64bit GPU Buffer representation

GPUs with memory such as 48GB or 80GB are now on sale, but the data format of the GPU buffer used internally by PG-Strom was designed around 2017 during the development of v2.0. In other words, even high-end GPUs were typically 16GB or 24GB, and others were generally 8GB or less. Under such a premise, a data format that can reduce memory usage was prioritized rather than being able to express physically impossible large amounts of data without too much or too little.

Tuples loaded into PG-Strom's GPU buffer are always guaranteed to be 8-byte aligned. Therefore, by shifting the 32-bit offset value by 3 bits, it was actually possible to express an address width of 35 bits (= 32 GB). In 2020, the NVIDIA A100 with 40GB of memory was announced, but the 32GB buffer length limit was essentially a meaningless restriction.

This is because PG-Strom reads data from storage in 64MB chunks, so it was almost impossible for the GPU buffer size to exceed 32GB.

However, in the following situations it becomes necessary to assume a very large result buffer.

When the GPU cache holds a very large amount of data.
A case where the GpuJoin INNER buffer swelled to a huge size.
When the number of rows resulting from GROUP BY or SELECT DISTINCT increases significantly.

In PG-Strom v5.2, all offset values on GPU buffers have been replaced with 64-bit representation. As a result, it is now possible to handle GPU buffers larger than 32GB, and even with workloads such as those mentioned above, it is now possible to handle up to the physical RAM size range.

Other new features

Improved GPU-Direct SQL performance

NVIDIA's cuFile library assumed Devive Primary Context internally. As a result, there was a cost to switch the CUDA Context for API calls from the PG-Strom GPU Service, which was using a uniquely generated CUDA Context.
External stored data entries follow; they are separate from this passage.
PR #3167, opened 2023-06-08
ScalametaParser: fail if no fewer-braces body

### LINKED ISSUE #3164: Allow removeOptionalBraces for test cases with Scala 3.3.0 Version
With the new Scala 3.3.0 version, we can now replace
```
test ("………") {
}
```
with
```
test ("……….") :
```
The complier is happy.
However, Scala fmt sbt plugin is not happy with it. Does anyone know how to add the such rule for tests in `.scalafmt.conf` file? It’s not to format the test codes automatically to that style, it’s to allow such change by human.

kitbellew:
Fixes #3164. By making it explicitly invalid...


tgodzik (approved):
LGTM!

PR #3169, opened 2023-06-10
ScalametaParser: change like-lambda param parsing

kitbellew:
- change convertToParam, to make sure that type is only parsed in one place, and that not just `using` is allowed as a possible Mod
- also, return Option[] in convertToParam, to avoid checking that it looks like lambda before parsing it as lamda parameter
For #2774.

### DIFF
--- a/scalameta/parsers/shared/src/main/scala/scala/meta/internal/parsers/ScalametaParser.scala
+++ b/scalameta/parsers/shared/src/main/scala/scala/meta/internal/parsers/ScalametaParser.scala
@@ -1638,7 +1638,8 @@ class ScalametaParser(input: Input)(implicit dialect: Dialect) { parser =>
     }
 
     // Note the absense of `else if` here!!
-    if (token.isAny[RightArrow, ContextArrow]) {
+    val contextFunction = token.is[ContextArrow]
+    if (contextFunction || token.is[RightArrow]) {
       // This is a tricky one. In order to parse lambdas, we need to recognize token sequences
       // like `(...) => ...`, `id | _ => ...` and `implicit id | _ => ...`.
       //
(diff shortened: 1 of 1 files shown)


scalameta/parsers/shared/src/main/scala/scala/meta/internal/parsers/ScalametaParser.scala
```diff
@@ -1732,41 +1700,66 @@ class ScalametaParser(input: Input)(implicit dialect: Dialect) { parser =>
...
     }
   }
 
-  private def convertToParamClause(tree: Term): Term.ParamClause = (tree match {
-    case Term.Tuple(ts) => ts.flatMap(convertToParam)
-    case _ => convertToParam(tree).toList
-  }).reduceWith(toParamClause(None))
+  private def convertToParamClause(tree: Term)(
+      okNameLike: => Boolean,
+      okParamLike: => Boolean
```
tgodzik, line 1737:
```suggestion
      isNameLike: => Boolean,
      isParamLike: => Boolean
```
?

tgodzik (approved):
Super minor comment, otherwise LGTM!

scalameta/parsers/shared/src/main/scala/scala/meta/internal/parsers/ScalametaParser.scala
kitbellew: i think the meaning here is not "is this a name" but "is a name allowed here". should i rename to `isNameAllowed"?

tgodzik: I think that would be clearer, thanks!

kitbellew: done

tgodzik: Thanks!

PR #159, opened 2015-09-15
Removed end-of-video segments that show a sharp drop in users

HassanJaveed84:
@brianhw  @mulby 
I am not sure if this is the right way to go about it. It basically just looks for a spike in num_users from the end to the start and drops those segments.

### DIFF
--- a/config/test.cfg
+++ b/config/test.cfg
@@ -100,3 +100,6 @@ interval_start = 2015-09-01
 [payment]
 cybersource_merchant_ids = test
                            empty_test
+
+[videos]
+dropoff_threshold = 0.05
--- a/edx/analytics/tasks/tests/test_video.py
+++ b/edx/analytics/tasks/tests/test_video.py
@@ -4,6 +4,7 @@ import json
 
 from mock import patch, MagicMock
 from ddt import ddt, data, unpack
+from mock import sentinel
 
 from edx.analytics.tasks.video import (
     UserVideoViewingTask, VideoUsageTask, VIDEO_VIEWING_SECONDS_PER_SEGMENT, VIDEO_UNKNOWN_DURATION
@@ -11,7 +12,6 @@ from edx.analytics.tasks.video import (
 from edx.analytics.tasks.tests import unittest
 from edx.analytics.tasks.tests.opaque_key_mixins import InitializeOpaqueKeysMixin, InitializeLegacyKeysMixin
 from edx.analytics.tasks.tests.map_reduce_mixins import MapperTestMixin, ReducerTestMixin
-
 
 @ddt
 class UserVideoViewingTaskMapTest(InitializeOpaqueKeysMixin, MapperTestMixin, unittest.TestCase):
@@ -1013,3 +1013,48 @@ class VideoUsageTaskReducerTest(ReducerTestMixin, unittest.TestCase):
                 UsageColumns.USERS_AT_END: 1,
             }
         ])
+
+@ddt
+class GetFinalSegmentTest(unittest.TestCase):
+
+    def setUp(self):
+        self.task = VideoUsageTask(interval=sentinel.ignored, output_root=sentinel.ignored)
+        self.usage_map = self.generate_usage_map(20)
+
+    def generate_segment(self, num_users, num_views):
+        return {
+            'users': ['user{}'.format(i) for i in range(num_users)],
+            'views': num_views
+        }
+
+    def generate_usage_map(self, num_segments):
+        usage_map = {}
+        for i in range(num_segments):
+            usage_map[i] = self.generate_segment(20, 20)
+        return usage_map
+
+    @data(
+        (15, 25, 14),
+        (20, 30, 19),
+    )
+    @unpack
+    def test_with_sudden_dropoff(self, start, end, result):
+        """Sharp drop-off in num_users(20 to 1), triggers the cutoff"""
+        for i in range(start, end):
+            self.usage_map[i] =  self.generate_segment(1,1)
+        self.assertEqual(self.task.get_final_segment(self.usage_map), result)
+
+    def test_without_dropoff(self):
+        """No dropoff"""
+        self.assertEqual(self.task.get_final_segment(self.usage_map), 19)
+
+    def test_with_gradual_dropoff(self):
+        """Gradual dropoff of num_users, does not trigger the cutoff"""
+        for i, j in zip(range(20, 39), range(19, 0, -1)):
+            self.usage_map[i] = self.generate_segment(j, j)
+        self.assertEqual(self.task.get_final_segment(self.usage_map), 38)
+
+    def test_with_dropoff_no_cutoff(self):
+        """Drop-off from 20 to 2 num_users, however, cutoff won't trigger as it does not meet the threshold."""
+        self.usage_map[30] = self.generate_segment(2,2)
+        self.assertEqual(self.task.get_final_segment(self.usage_map), 30)
--- a/edx/analytics/tasks/video.py
+++ b/edx/analytics/tasks/video.py
@@ -333,6 +333,7 @@ class VideoUsageTask(VideoTableDownstreamMixin, MapReduceJobTask):
     """Aggregates usage statistics for video segments across individual user 'viewings'."""
 
     output_root = luigi.Parameter()
+    dropoff_threshold = luigi.FloatParameter(config_path={'section': 'videos', 'name': 'dropoff_threshold'})
 
     def requires(self):
         # Define path so that data could be loaded into Hive, without actually requiring the load to be performed.
@@ -408,7 +409,7 @@ class VideoUsageTask(VideoTableDownstreamMixin, MapReduceJobTask):
         # If we don't know the duration of the video, just use the final segment that was
         # actually viewed to determine users_at_end.
         if video_duration == VIDEO_UNKNOWN_DURATION:
-            final_segment = max(usage_map.keys())
+            final_segment = self.get_final_segment(usage_map)
         else:
             final_segment = self.snap_to_last_segment_boundary(float(video_duration))
 
@@ -429,6 +430,25 @@ class VideoUsageTask(VideoTableDownstreamMixin, MapReduceJobTask):
                 len(stats.get('users', [])),
                 stats.get('views', 0),
             )
+            if video_duration == VIDEO_UNKNOWN_DURATION and segment == final_segment: break
+
+
+    def get_final_segment(self, usage_map):
+        """
+        Identifies the final segment by looking for a sharp drop in number of users per segment.
+        Needed as some events appear after the actual end of videos.
+        """
+        final_segment = last_segment = max(usage_map.keys())
+        last_segment_num_users = len(usage_map[last_segment]['users'])
+        for segment in sorted(usage_map.keys(), reverse=True)[1:]:
+            stats = usage_map[segment]
+            current_segment_num_users = len(stats.get('users', []))
+            if last_segment_num_users <= current_segment_num_users * self.dropoff_threshold:
+                final_segment = segment
+                break
+            last_segment_num_users = current_segment_num_users
+            last_segment = segment
+        return final_segment
 
     def snap_to_last_segment_boundary(self, second):
         """Maps a time_offset to a segment index."""
--- a/config/devstack.cfg
+++ b/config/devstack.cfg
@@ -54,3 +54,7 @@ geolocation_data = hdfs://localhost:9000/edx-analytics-pipeline/geo.dat
 
 [calendar]
 interval = 2012-01-01-2020-01-01
+
+[videos]
+dropoff_threshold = 0.05
+
--- a/requirements/default.txt
+++ b/requirements/default.txt
@@ -32,6 +32,7 @@ tornado==3.1.1 		# Apache 2.0
 urllib3==1.10.4         # MIT
 vertica-python==0.5.1   # MIT
 wsgiref==0.1.2 		# ZPL
+pip==1.5.6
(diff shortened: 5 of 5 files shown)


edx/analytics/tasks/video.py
```diff
@@ -405,6 +407,18 @@ def reducer(self, key, viewings):
                 users.add(username)
                 stats['views'] = stats.get('views', 0) + 1
 
+        last_segment = max(usage_map.keys())
+        last_segment_num_users = len(usage_map[last_segment]['users'])
+        for segment in sorted(usage_map.keys()[0:-1], reverse=True):
```
mulby: I think you want to apply the slice after the sort, something like:

``` python
sorted(usage_map.keys(), reverse=True)[1:]
```

edx/analytics/tasks/video.py
```diff
@@ -405,6 +407,18 @@ def reducer(self, key, viewings):
...
+            stats = usage_map[segment]
+            current_segment_num_users = len(stats.get('users', []))
+            if last_segment_num_users <= current_segment_num_users * VIDEO_DROPOFF_THRESHOLD:
+                for segment_dropoff in xrange(last_segment, max(usage_map.keys()) + 1):
+                    del usage_map[segment_dropoff]
```
mulby: I think this will fail if there is a gap in the data... for example: 100, 102, 103 etc.

We probably want something like this instead: `usage_map.pop(segement_dropoff, None)` or a try-except that catches the key error.

Meta point - I would include this in your test cases when you write unit tests for this code.

edx/analytics/tasks/video.py
```diff
@@ -405,6 +407,18 @@ def reducer(self, key, viewings):
                 users.add(username)
                 stats['views'] = stats.get('views', 0) + 1
 
+        last_segment = max(usage_map.keys())
+        last_segment_num_users = len(usage_map[last_segment]['users'])
+        for segment in sorted(usage_map.keys()[0:-1], reverse=True):
+            stats = usage_map[segment]
+            current_segment_num_users = len(stats.get('users', []))
+            if last_segment_num_users <= current_segment_num_users * VIDEO_DROPOFF_THRESHOLD:
+                for segment_dropoff in xrange(last_segment, max(usage_map.keys()) + 1):
```
mulby: You may want to consider caching `max(usage_map.keys())` since it is computed earlier and involves a full traversal of a rather large dictionary.

edx/analytics/tasks/video.py
```diff
@@ -405,6 +407,18 @@ def reducer(self, key, viewings):
                 users.add(username)
                 stats['views'] = stats.get('views', 0) + 1
 
+        last_segment = max(usage_map.keys())
```
mulby: I would suggest moving this code to a function and adding a doc string that explains why it is necessary.

mulby:
I like the approach, we should try it out on some real data to see how effective it is at mitigating the issue.

Once we do that we should write unit tests to make sure we cover some of the edge cases here.

edx/analytics/tasks/video.py
```diff
@@ -405,6 +407,18 @@ def reducer(self, key, viewings):
...
+            if last_segment_num_users <= current_segment_num_users * VIDEO_DROPOFF_THRESHOLD:
+                for segment_dropoff in xrange(last_segment, max(usage_map.keys()) + 1):
+                    del usage_map[segment_dropoff]
+                break
+            last_segment_num_users = current_segment_num_users
+            last_segment = segment
+
         # If we don't know the duration of the video, just use the final segment that was
         # actually viewed to determine users_at_end.
         if video_duration == VIDEO_UNKNOWN_DURATION:
```
brianhw, line 411: A good start!  There are two kinds of modifications we want to make to this code.  One is to change how we estimate what the end of the video is.  The second will address how "users_at_end" is calculated below.  I assume this PR is addressing the first.  So I think we only want to do this in cases where we don't know the video's duration.  So I believe the above logic would go below this line.

edx/analytics/tasks/video.py
HassanJaveed84: Yes, I did, thanks!

brianhw: I don't understand the use of [0:-1] here.  You're doing that on the list of keys, before sorting.  Do you know what's at the end of that list?  But I assume the goal is to exclude the last_segment.

edx/analytics/tasks/video.py
HassanJaveed84, line 411: Thanks Brian! I'll move the code to a function as Gabe suggested and make the other improvements.

edx/analytics/tasks/video.py
```diff
@@ -38,6 +38,8 @@
 VIDEO_VIEWING_SECONDS_PER_SEGMENT = 5
 VIDEO_VIEWING_MINIMUM_LENGTH = 0.25  # seconds
 
+VIDEO_DROPOFF_THRESHOLD = 0.05 # percentage of users
```
brianhw: Going forward, I would suggest that this be made a Luigi parameter, with a default value read from config.

edx/analytics/tasks/video.py
brianhw, line 411: It may be a little simplified if we didn't bother with deleting entries.  Instead, we could just calculate a different value for final_segment, and then use final_segment to break from the for-loop below.

edx/analytics/tasks/video.py
brianhw: Just starting to think about how we might validate this approach (i.e. to look backwards for neighboring segments where the users in the second segment fall to 5% of the first segment).  Again, if this were to be applied only to videos with unknown duration, we could validate by checking what values seem to "work" on videos with known duration.  By applying it in such cases, we could determine how much video we might lose.

HassanJaveed84:
@mulby @brianhw 
Only applies the threshold for videos with unknown duration, also changed the way final_segment is calculated.

HassanJaveed84:
@mulby @brianhw 
Added unit test case for get_final_segment function. I have used PyYAML here to load the input data for the test. 
Made dropoff_threshold a luigi parameter for VideoUsageTask. I think it needs to be passed down from InsertToMysqlAllVideoTask ?

mulby:
@HassanJaveed84 - I'm actually OK with not passing down the drop-off parameter. Allowing it to be set in the config file is good enough for me.

config/test.cfg
```diff
@@ -69,3 +69,6 @@ access_token = acceptance
 [vertica-export]
 credentials = s3://fake/vertica_creds.json
 schema = testing
+
+[videos]
+dropoff_threshold = 0.05
```
mulby, line 105: Not sure where you mentioned this, but I agree, I would add this to devstack.cfg as well.

edx/analytics/tasks/tests/test_video.py
```diff
@@ -1013,3 +1016,20 @@ def test_end_view_with_duration(self):
...
             }
         ])
+
+class GetFinalSegmentTest(unittest.TestCase):
+
+    def setUp(self):
+        self.task = VideoUsageTask(dropoff_threshold = 0.10, interval=sentinel.ignored, output_root=sentinel.ignored)
+
+    def test_with_dropoff(self):
+        input = os.path.join(os.path.dirname(__file__), 'fixtures', 'input', 'video_usage_map_with_dropoff.yml')
```
mulby: I would write a small function that returns the full path given just the filename so that you don't have to repeat this logic in the tests. Or perhaps build most of the path in the setup and just append the filename in the actual test.

mulby: I think "input" is a builtin function in python, I would use a different name for this variable.

edx/analytics/tasks/tests/fixtures/input/video_usage_map_with_dropoff.yml
```diff
@@ -0,0 +1,45 @@
+0:
```
mulby: Looking at this input, I'm wondering if you couldn't manufacture "interesting" input that has similar characteristics in the test case. It may actually be more clear what case the input is illustrating.

edx/analytics/tasks/tests/test_video.py
```diff
@@ -1013,3 +1016,20 @@ def test_end_view_with_duration(self):
...
+        with open(input) as data_file:
+            usage_map = yaml.safe_load(data_file)
+        self.assertEqual(self.task.get_final_segment(usage_map), 10)
+
+    def test_without_dropoff(self):
```
mulby, line 1047: I'd like to see a test for the case where there is gradual drop-off. Also one where there is a sharp discontinuity but doesn't trigger the cutoff to illustrate the limitations of the algorithm.

This at least indicates to other developers that they are known limitations. I would put in comments describing those cases where the algorithm will do "the wrong thing" with a note about our duration comparison experiment and the results.

edx/analytics/tasks/tests/fixtures/input/video_usage_map_with_dropoff.yml
mulby: To be more clear, I'm wondering if it might be cleaner to programmatically define the input instead of explicitly declaring it in these files.  Something like:

``` python
def generate_segment(num_users, num_views):
    return {
        'users': ['user{}'.format(i) for i in range(num_users)],
        'views': num_views
    }

usage_map = {}
for j in range(6):
    usage_map[j] = generate_segment(20, 15)

# include a couple segments at the end with dramatically fewer users
usage_map[6] = generate_segment(1, 1)
usage_map[7] = generate_segment(1, 1)
```

I like aspects of the current yaml file - it's very clear and explicit, however, I'm nervous that it will be tedious to create interesting edge cases.

@brianhw do you have an opinion on this subject?

config/test.cfg
brianhw, line 105: and also to our dev/prod config in analytics-secure, when we get to it.

edx/analytics/tasks/tests/fixtures/input/video_usage_map_with_dropoff.yml
brianhw: Sorry to see so much work with the yaml files, but I am more strongly opinionated (or less polite :) about this than Gabe.  I much prefer the use of factory methods over the use of input files for this kind of testing.  It's hard enough to deal with the fixtures in acceptance tests (and I would prefer it if we could do more programmatic work there as well).  Fixtures make sense when one needs to model more complex, real-world type data, and that's not at all the case here.    If you want to get the data values to skip around, then using modulo operators will often give you that.   But I would argue that having a simple base generator to produce a usage_map of a given number of segments, and then others that modify the base, should provide an easier and clearer way to produce the test data.    It looks like there are two sets so far, and the second looks like it just appends to the first.

edx/analytics/tasks/tests/test_video.py
brianhw: Based on my earlier comment, I'm assuming this will be replaced.

edx/analytics/tasks/tests/test_video.py
brianhw, line 1047: Note that one can get a number of the additional cases by running with the same data but a different threshold.  It's much easier to change the one value to get more coverage.  As Gabe noted before, you can run the same tests over with different thresholds and expected final segment values using ddt.  It's pretty handy, and there are examples elsewhere in the pipeline unit tests.

HassanJaveed84:
@mulby @brianhw 
Thank you for the feedback and the guidance, much appreciated!
I updated the test case, though it looks obscure to me, what do you guys think?

edx/analytics/tasks/tests/test_video.py
```diff
@@ -1013,3 +1016,45 @@ def test_end_view_with_duration(self):
...
+            usage_map[i] = self.generate_segment(20, 20)
+        return usage_map
+
+    @data(
+        (15, 25, 14),
+        (20, 30, 19),
+    )
+    @unpack
+    def test_with_sudden_dropoff(self, start, end, result):
+        for i in range(start, end):
```
brianhw, line 1043: Yes, I definitely like this better.  I would just suggest adding a comment on each of these with a brief description of the data.  Or it could be a docstring, as you did for the last one.

edx/analytics/tasks/tests/test_video.py
```diff
@@ -1,9 +1,11 @@
 """Test student engagement metrics"""
 
 import json
+import yaml
```
brianhw: No longer needed....

edx/analytics/tasks/tests/test_video.py
```diff
@@ -12,6 +14,7 @@
 from edx.analytics.tasks.tests.opaque_key_mixins import InitializeOpaqueKeysMixin, InitializeLegacyKeysMixin
 from edx.analytics.tasks.tests.map_reduce_mixins import MapperTestMixin, ReducerTestMixin
 
+import os
```
brianhw: No longer needed

config/test.cfg
brianhw, line 105: I did this already.

HassanJaveed84:
@mulby @brianhw is there anything else that I can improve before we merge it?

brianhw:
Hassan, this looks great!   Next step is to rebase on master, since there seems to be a conflict that will need to be resolved.  And to squash all the intermediate commits in the process so that there's a single commit for this PR.  Let me know if you need help with that!

brianhw:
Oh yeah, for the record:  :+1:

HassanJaveed84:
@brianhw @mulby should I merge it?

mulby:
@HassanJaveed84 - sorry I've been out for the day.

This looks good to me :+1:

You can merge it whenever you are ready.

brianhw:
Yes, feel free to merge.  Or if you would prefer, let us know and we'll hit that button.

In PG-Strom v5.2, GPU Service has also been redesigned to use Device Primary Context, which has improved performance by approximately 10% by eliminating switching costs in the cuFile library and the associated CPU Busy Loop. is being carried out.

SELECT DISTINCT support

PG-Strom v5.2 supports the SELECT DISTINCT... clause. In previous versions, this had to be rewritten as a GROUP BY clause.

Improced parallel pg2arrow

If you use the -t option and -n option together with the pg2arrow command, check the table size to be read, adjust the scan range so that each worker thread does not read the table redundantly, and execute the query. Issue.

Aliases for duplicated names on IMPORT FOREIGN SCHEMA

When importing an Arrow file using the IMPORT FOREIGN SCHEMA or pgstrom.arrow_fdw_import_file() function, if a Field has a duplicate name, give an alias to the second and subsequent columns with duplicate names. Now it looks like this.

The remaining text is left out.